--- START ---

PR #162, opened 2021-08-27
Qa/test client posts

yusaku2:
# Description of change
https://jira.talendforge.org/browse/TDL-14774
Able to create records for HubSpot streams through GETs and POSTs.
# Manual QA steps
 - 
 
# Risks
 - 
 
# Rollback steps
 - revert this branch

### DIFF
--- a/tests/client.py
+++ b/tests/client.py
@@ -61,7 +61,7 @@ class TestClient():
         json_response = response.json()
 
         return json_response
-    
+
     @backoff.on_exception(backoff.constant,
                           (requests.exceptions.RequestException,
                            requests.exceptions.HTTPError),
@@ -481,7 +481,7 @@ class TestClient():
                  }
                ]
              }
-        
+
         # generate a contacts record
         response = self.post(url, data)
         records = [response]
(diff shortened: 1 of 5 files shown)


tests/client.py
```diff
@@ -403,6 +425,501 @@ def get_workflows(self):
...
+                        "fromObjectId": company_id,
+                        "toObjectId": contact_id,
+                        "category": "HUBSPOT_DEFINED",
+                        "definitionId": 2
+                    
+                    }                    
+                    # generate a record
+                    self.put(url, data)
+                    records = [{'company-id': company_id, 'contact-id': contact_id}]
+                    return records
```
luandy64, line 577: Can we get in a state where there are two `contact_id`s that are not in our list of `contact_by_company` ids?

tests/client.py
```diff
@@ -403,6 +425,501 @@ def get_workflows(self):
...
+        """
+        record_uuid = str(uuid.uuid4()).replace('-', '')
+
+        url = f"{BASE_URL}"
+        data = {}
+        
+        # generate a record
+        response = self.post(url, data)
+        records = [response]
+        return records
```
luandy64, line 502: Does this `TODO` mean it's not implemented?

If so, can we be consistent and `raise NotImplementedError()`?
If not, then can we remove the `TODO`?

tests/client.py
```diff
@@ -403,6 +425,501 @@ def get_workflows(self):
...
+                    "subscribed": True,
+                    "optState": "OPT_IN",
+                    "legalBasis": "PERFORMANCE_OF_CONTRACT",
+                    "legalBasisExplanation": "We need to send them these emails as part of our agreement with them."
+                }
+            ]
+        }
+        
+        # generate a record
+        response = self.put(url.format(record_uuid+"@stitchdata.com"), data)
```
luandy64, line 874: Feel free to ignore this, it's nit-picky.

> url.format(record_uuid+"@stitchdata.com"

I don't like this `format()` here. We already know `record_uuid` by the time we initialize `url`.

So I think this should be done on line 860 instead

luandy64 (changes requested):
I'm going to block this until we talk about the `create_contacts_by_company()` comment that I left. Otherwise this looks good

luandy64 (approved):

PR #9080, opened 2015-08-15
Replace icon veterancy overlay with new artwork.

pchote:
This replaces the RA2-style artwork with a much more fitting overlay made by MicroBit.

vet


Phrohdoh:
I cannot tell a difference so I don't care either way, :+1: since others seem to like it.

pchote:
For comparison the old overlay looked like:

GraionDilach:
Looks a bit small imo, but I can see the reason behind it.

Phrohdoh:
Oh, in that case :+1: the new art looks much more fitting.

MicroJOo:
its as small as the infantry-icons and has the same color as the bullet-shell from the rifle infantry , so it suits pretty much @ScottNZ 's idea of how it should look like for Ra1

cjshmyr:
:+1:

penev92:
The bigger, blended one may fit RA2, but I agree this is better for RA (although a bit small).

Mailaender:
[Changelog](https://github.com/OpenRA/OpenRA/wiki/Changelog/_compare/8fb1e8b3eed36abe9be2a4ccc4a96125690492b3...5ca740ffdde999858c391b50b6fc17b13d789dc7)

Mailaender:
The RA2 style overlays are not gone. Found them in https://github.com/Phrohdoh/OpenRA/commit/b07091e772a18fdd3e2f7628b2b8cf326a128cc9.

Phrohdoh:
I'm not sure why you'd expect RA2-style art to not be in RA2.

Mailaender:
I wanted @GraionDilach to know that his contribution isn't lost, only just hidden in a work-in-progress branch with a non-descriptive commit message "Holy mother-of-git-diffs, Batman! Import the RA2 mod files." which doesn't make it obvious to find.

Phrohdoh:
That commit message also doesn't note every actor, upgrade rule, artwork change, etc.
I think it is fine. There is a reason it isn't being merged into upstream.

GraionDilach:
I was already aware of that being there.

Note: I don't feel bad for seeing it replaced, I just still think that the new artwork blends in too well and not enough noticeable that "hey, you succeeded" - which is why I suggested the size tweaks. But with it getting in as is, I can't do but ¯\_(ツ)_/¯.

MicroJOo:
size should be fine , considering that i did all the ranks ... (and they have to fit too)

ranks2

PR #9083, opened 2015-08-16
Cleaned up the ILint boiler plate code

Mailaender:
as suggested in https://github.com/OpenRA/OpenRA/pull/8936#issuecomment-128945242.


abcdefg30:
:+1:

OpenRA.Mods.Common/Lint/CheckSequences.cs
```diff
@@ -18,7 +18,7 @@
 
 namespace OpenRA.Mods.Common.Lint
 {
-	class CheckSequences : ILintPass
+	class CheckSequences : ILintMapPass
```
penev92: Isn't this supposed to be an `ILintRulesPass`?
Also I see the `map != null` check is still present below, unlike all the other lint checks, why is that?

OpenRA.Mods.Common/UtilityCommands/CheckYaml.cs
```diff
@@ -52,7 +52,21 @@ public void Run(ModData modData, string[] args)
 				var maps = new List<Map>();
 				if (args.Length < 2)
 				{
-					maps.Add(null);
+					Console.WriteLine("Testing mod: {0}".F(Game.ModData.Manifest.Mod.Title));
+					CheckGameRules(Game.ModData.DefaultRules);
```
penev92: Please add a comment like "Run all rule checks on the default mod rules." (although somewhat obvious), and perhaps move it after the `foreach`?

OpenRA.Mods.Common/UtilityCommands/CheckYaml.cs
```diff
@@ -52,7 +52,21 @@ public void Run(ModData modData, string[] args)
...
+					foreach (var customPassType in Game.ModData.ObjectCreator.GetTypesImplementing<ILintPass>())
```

--- END ---
--- START ---

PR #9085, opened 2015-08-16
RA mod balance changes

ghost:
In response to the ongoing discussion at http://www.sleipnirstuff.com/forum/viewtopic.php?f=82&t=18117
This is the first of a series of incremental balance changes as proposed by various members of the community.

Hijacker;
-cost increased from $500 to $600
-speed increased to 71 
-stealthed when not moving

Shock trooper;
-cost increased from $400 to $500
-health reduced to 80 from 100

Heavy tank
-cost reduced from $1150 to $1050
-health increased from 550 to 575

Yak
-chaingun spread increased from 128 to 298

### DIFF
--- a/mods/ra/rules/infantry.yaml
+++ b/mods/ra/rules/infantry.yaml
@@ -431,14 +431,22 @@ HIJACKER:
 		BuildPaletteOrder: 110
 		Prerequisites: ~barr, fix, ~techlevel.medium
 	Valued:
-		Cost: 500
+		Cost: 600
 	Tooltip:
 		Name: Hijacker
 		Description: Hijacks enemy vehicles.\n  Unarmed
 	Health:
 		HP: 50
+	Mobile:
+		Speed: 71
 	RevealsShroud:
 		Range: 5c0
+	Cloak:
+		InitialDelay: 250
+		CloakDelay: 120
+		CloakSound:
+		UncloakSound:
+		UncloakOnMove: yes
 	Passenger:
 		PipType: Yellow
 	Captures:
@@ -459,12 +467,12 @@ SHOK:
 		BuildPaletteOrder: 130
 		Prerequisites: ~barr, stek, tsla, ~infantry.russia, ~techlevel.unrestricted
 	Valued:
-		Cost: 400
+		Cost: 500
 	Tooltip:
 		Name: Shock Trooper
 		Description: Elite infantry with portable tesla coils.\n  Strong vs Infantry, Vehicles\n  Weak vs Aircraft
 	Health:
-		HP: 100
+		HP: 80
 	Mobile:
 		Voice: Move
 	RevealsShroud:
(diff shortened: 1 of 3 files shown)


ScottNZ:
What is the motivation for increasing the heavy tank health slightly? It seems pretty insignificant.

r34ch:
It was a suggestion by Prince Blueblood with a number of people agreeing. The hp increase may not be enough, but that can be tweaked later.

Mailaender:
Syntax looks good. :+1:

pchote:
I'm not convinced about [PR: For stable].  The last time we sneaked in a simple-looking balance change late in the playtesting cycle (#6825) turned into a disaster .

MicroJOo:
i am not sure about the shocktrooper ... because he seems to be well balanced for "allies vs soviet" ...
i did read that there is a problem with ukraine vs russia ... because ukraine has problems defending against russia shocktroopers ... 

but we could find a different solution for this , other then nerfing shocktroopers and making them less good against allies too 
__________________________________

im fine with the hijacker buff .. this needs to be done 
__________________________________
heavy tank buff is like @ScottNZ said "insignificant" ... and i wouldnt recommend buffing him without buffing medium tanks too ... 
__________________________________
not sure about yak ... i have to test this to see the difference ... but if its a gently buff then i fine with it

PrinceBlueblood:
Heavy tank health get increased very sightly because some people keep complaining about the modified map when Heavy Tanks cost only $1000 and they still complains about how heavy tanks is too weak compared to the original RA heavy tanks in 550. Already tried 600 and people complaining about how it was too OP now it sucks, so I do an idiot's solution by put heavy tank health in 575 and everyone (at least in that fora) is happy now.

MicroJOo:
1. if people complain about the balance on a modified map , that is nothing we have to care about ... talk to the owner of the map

--- END ---

> What is expected:
Find the word "files" in the material, then list each line that holds it.

> Solution:
(diff shortened: 1 of 5 files shown)
I wanted @GraionDilach to know that his contribution isn't lost, only just hidden in a work-in-progress branch with a non-descriptive commit message "Holy mother-of-git-diffs, Batman! Import the RA2 mod files." which doesn't make it obvious to find.
(diff shortened: 1 of 3 files shown)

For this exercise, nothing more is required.